▸ **Task description**:
When you write out the records, keep every line exactly as it is.
************
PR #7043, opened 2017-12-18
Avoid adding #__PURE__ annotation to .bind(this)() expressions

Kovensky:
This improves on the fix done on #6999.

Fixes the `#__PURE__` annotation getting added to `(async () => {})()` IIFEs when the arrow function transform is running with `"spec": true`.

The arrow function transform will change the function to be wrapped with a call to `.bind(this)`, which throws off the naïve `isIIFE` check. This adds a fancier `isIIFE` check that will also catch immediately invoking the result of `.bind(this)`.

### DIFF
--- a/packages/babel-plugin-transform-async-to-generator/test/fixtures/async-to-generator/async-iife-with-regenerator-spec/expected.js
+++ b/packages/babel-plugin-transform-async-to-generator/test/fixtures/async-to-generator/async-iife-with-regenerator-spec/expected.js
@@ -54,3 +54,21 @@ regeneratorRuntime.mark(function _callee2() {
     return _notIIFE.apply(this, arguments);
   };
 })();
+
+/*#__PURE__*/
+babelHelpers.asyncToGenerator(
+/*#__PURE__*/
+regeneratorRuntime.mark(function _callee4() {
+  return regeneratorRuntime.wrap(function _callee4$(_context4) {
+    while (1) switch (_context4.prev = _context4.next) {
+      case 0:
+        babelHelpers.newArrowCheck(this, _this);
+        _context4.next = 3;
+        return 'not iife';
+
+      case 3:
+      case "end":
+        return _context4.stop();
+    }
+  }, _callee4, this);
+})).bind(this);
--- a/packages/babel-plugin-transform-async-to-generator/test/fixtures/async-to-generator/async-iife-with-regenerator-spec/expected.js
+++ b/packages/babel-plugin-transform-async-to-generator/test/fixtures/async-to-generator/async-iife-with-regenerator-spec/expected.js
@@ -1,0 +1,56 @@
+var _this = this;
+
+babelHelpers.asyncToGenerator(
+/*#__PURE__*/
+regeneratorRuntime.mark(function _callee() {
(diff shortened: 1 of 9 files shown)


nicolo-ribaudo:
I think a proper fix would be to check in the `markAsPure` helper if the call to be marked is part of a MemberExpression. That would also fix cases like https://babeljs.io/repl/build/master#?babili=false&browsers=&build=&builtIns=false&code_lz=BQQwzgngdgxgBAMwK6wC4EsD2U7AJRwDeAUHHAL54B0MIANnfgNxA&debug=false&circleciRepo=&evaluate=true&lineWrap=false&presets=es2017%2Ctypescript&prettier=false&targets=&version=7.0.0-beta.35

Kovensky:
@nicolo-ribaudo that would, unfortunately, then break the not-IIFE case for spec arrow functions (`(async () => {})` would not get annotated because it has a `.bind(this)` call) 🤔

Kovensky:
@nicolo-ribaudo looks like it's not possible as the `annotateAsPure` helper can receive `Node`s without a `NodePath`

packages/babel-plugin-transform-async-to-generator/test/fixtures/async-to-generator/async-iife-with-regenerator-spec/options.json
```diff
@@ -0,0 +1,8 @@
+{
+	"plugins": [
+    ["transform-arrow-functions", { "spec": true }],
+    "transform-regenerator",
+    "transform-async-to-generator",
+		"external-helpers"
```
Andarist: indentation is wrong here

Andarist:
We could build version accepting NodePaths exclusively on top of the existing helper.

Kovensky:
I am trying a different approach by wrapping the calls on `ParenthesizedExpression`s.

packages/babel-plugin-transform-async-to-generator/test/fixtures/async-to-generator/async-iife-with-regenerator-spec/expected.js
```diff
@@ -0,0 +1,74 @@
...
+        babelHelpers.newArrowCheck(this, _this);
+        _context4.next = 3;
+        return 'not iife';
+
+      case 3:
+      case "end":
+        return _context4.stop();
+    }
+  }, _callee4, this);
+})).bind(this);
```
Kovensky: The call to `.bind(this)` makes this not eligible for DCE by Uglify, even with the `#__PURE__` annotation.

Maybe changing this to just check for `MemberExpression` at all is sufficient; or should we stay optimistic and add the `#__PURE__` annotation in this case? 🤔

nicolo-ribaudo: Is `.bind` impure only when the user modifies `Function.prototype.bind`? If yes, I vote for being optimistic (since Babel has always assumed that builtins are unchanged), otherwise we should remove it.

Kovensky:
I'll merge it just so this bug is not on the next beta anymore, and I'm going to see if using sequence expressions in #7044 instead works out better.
************
▸ **Written answer**:
PR #7043, opened 2017-12-18
Avoid adding #__PURE__ annotation to .bind(this)() expressions

Kovensky:
This improves on the fix done on #6999.

Fixes the `#__PURE__` annotation getting added to `(async () => {})()` IIFEs when the arrow function transform is running with `"spec": true`.

The arrow function transform will change the function to be wrapped with a call to `.bind(this)`, which throws off the naïve `isIIFE` check. This adds a fancier `isIIFE` check that will also catch immediately invoking the result of `.bind(this)`.

### DIFF
--- a/packages/babel-plugin-transform-async-to-generator/test/fixtures/async-to-generator/async-iife-with-regenerator-spec/expected.js
+++ b/packages/babel-plugin-transform-async-to-generator/test/fixtures/async-to-generator/async-iife-with-regenerator-spec/expected.js
@@ -54,3 +54,21 @@ regeneratorRuntime.mark(function _callee2() {
     return _notIIFE.apply(this, arguments);
   };
 })();
+
+/*#__PURE__*/
+babelHelpers.asyncToGenerator(
+/*#__PURE__*/
+regeneratorRuntime.mark(function _callee4() {
+  return regeneratorRuntime.wrap(function _callee4$(_context4) {
+    while (1) switch (_context4.prev = _context4.next) {
+      case 0:
+        babelHelpers.newArrowCheck(this, _this);
+        _context4.next = 3;
+        return 'not iife';
+
+      case 3:
+      case "end":
+        return _context4.stop();
+    }
+  }, _callee4, this);
+})).bind(this);
--- a/packages/babel-plugin-transform-async-to-generator/test/fixtures/async-to-generator/async-iife-with-regenerator-spec/expected.js
+++ b/packages/babel-plugin-transform-async-to-generator/test/fixtures/async-to-generator/async-iife-with-regenerator-spec/expected.js
@@ -1,0 +1,56 @@
+var _this = this;
+
+babelHelpers.asyncToGenerator(
+/*#__PURE__*/
+regeneratorRuntime.mark(function _callee() {
(diff shortened: 1 of 9 files shown)


nicolo-ribaudo:
I think a proper fix would be to check in the `markAsPure` helper if the call to be marked is part of a MemberExpression. That would also fix cases like https://babeljs.io/repl/build/master#?babili=false&browsers=&build=&builtIns=false&code_lz=BQQwzgngdgxgBAMwK6wC4EsD2U7AJRwDeAUHHAL54B0MIANnfgNxA&debug=false&circleciRepo=&evaluate=true&lineWrap=false&presets=es2017%2Ctypescript&prettier=false&targets=&version=7.0.0-beta.35

Kovensky:
@nicolo-ribaudo that would, unfortunately, then break the not-IIFE case for spec arrow functions (`(async () => {})` would not get annotated because it has a `.bind(this)` call) 🤔

Kovensky:
@nicolo-ribaudo looks like it's not possible as the `annotateAsPure` helper can receive `Node`s without a `NodePath`

packages/babel-plugin-transform-async-to-generator/test/fixtures/async-to-generator/async-iife-with-regenerator-spec/options.json
```diff
@@ -0,0 +1,8 @@
+{
+	"plugins": [
+    ["transform-arrow-functions", { "spec": true }],
+    "transform-regenerator",
+    "transform-async-to-generator",
+		"external-helpers"
```
Andarist: indentation is wrong here

Andarist:
We could build version accepting NodePaths exclusively on top of the existing helper.

Kovensky:
I am trying a different approach by wrapping the calls on `ParenthesizedExpression`s.

packages/babel-plugin-transform-async-to-generator/test/fixtures/async-to-generator/async-iife-with-regenerator-spec/expected.js
```diff
@@ -0,0 +1,74 @@
...
+        babelHelpers.newArrowCheck(this, _this);
+        _context4.next = 3;
+        return 'not iife';
+
+      case 3:
+      case "end":
+        return _context4.stop();
+    }
+  }, _callee4, this);
+})).bind(this);
```
Kovensky: The call to `.bind(this)` makes this not eligible for DCE by Uglify, even with the `#__PURE__` annotation.

Maybe changing this to just check for `MemberExpression` at all is sufficient; or should we stay optimistic and add the `#__PURE__` annotation in this case? 🤔

nicolo-ribaudo: Is `.bind` impure only when the user modifies `Function.prototype.bind`? If yes, I vote for being optimistic (since Babel has always assumed that builtins are unchanged), otherwise we should remove it.

Kovensky:
I'll merge it just so this bug is not on the next beta anymore, and I'm going to see if using sequence expressions in #7044 instead works out better.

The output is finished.